Confining Metal Complexes within Protein Hosts: Models for Metalloprotein Active Sites
Borovik, Andrew S.   
University of California Irvine, Irvine, CA, United States

for Parent Grant: R01GM120349 This research will develop methods to model active sites in metalloproteins for the purpose of determining fundamental structure-function relationships for how proteins activate dioxygen, a process that strongly impacts human health and aging. Artificial metallproteins will be prepared utilizing biotin-streptavidin technology as a tool to ensure specific and reproducible placement of synthetic metal complexes within protein hosts. This approach is proposed to be an effective method to model key properties of the active sites in native metalloproteins, including site isolation of species, regulation of the primary coordination sphere, and control of the microenvironments around the metal complexes. One glaring weakness of many biomimetic systems is their limited ability to regulate the microenvironments that surround metal centers.
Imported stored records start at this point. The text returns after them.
PR #1998, opened 2015-01-29
ENG-7556 Unified parsing/lexing

wijjo:
Reorganize lexer/parser

All tests pass.


src/frontend/org/voltdb/parser/JDBCParser.java
```diff
@@ -0,0 +1,83 @@
+/* This file is part of VoltDB.
```
jhugg: Any reason this file shouldn't be with the JDBC package?

wijjo: Nope, but I think there's some benefit to looking in one place for all parsing code so that the ripple of syntax changes is more manageable. Does that make any sense? If not I can move it.

mikeismert: I thought the idea was to try to get all the parsing/lexing in one place so that someone could do follow-on work to consolidate it all.  Pushing this stuff back into the JDBC package seems like it defeats that purpose.

jhugg: Yeah. I guess so.

jhugg:
So I haven't really thought this out line by line.
1. I want to check if there's any performance changes from this code on my catalog update benchmark.
2. I'm a little bummed that the consolidation of code added 1000 lines of code.

jhugg:
Ok it doesn't seem to be any different performance wise and the length is probably mostly licenses.

src/frontend/org/voltdb/ClientInterface.java
```diff
@@ -1394,7 +1395,7 @@ private void processExplainDefaultProc(AdHocPlannedStmtBatch planBatch) {
     ClientResponseImpl dispatchExplainProcedure(StoredProcedureInvocation task, ClientInputHandler handler, Connection ccxn, AuthUser user) {
         ParameterSet params = task.getParams();
         //String procs = (String) params.toArray()[0];
-        List<String> procNames = MiscUtils.splitSQLStatements( (String)params.toArray()[0]);
+        List<String> procNames = SQLLexer.splitStatements( (String)params.toArray()[0]);
```
paulmartel: AFAIK, we don't actually support multiple proc names in an ExplainProc call, so I THINK that the string is always a single procname symbol and all this splitting and iterating is a sad no-op, but this was broke when you found it, so no need to deal with it now.

src/frontend/org/voltdb/parser/JDBCParser.java
```diff
@@ -0,0 +1,83 @@
...
+     */
+    public static ParsedCall parseJDBCCall(String jdbcCall) throws SQLParser.Exception
+    {
+        Matcher m = PAT_CALL_WITH_PARAMETERS.matcher(jdbcCall);
+        if (m.matches()) {
+            String sql = m.group(1);
+            int parameterCount = PAT_CLEAN_CALL_PARAMETERS.matcher(m.group(2)).replaceAll("").length();
+            return new ParsedCall(sql, parameterCount);
+        }
+        else {
```
paulmartel: Drop Redundant "else" after return for readability -- to get two serial if(...) { return ... }  constructs.

src/frontend/org/voltdb/parser/SQLLexer.java
```diff
@@ -0,0 +1,535 @@
...
+    // Simplest possible SQL DDL token lexer. (set in initializePatternsOnce())
+    private static Pattern PAT_ANY_DDL_FIRST_TOKEN = null;
+
+    // Generate supported renames (after we know what's allowed).
+    private static Pattern generateRenamePattern(String... renameables)
+    {
+        return SPF.statementLeader(
+                    SPF.token("alter"),
+                    SPF.capture(SPF.token(renameables)),
+                    SPF.optional(SPF.anything()), //TODO: Too forgiving?
```
paulmartel: I'd expand further on the "TODO: comment, something more like:

                    //TODO: too forgiving? Note that "anything" optonally matches nothing.
                    // Is the anything pattern really doing anything useful here?
                    // And this is currently its only caller.
                    // The create/drop pattern use SPF.symbol in a similar situation.
                    // On the other hand, only WHITE LIST patterns suffer from their generality
                    // (false positives). A BLACK LIST pattern, which this currently is,
                    // tends to become MORE effective as it becomes more general,
                    // as long as it doesn't cross the line and start catching false negatives.

src/frontend/org/voltdb/parser/SQLLexer.java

No chemical system operates in isolation without interacting with its local environment. There is a growing body of evidence from structural biology that the microenvironment, a space around metal complexes that comprises the secondary coordination sphere, has profound effects on protein function that ranges from modulation of physical properties to delivery of reactants and removal of products. It is our contention that the greater regulation of microenvironments will lead to better understanding of protein function. It is further maintained that the benefits gained from fundamental analyses as proposed in this application extend well beyond improvements in selectivities/efficiencies at the molecular level ? they are transformative for all types of platforms, providing the requisite information that is still missing for the development of highly functional systems. We propose an approach for preparing artificial metalloproteins that allows for the confinement of synthetic complexes within protein hosts to regulate both the primary and secondary coordination spheres about the immobilized metal centers. The ability to regulate these coordination spheres within a protein will produce systematic structure-function relationships that will lead to an improved understanding of chemical processes that are directly linked to human health. 1

Public Health Relevance

for Parent Grant: R01GM120349 Activation of small molecules (e.g, O2) by metalloproteins is a process that is directly linked to the maintenance of human health. Protein active sites are instrumental in regulating these essential processes. Thus the function, and dysfunction of key health related processes can be understood within the context of protein active site structures. Developing new methods to probe key structural aspects that control function is needed to expand on the potent functions of proteins in artificial systems. One approach, used in this application, is to prepare artificial metalloproteins that leverage the power of synthetic chemistry with molecular biology. This integrative approach provides a means to establish key structure-function relationships that are inherent for superior function.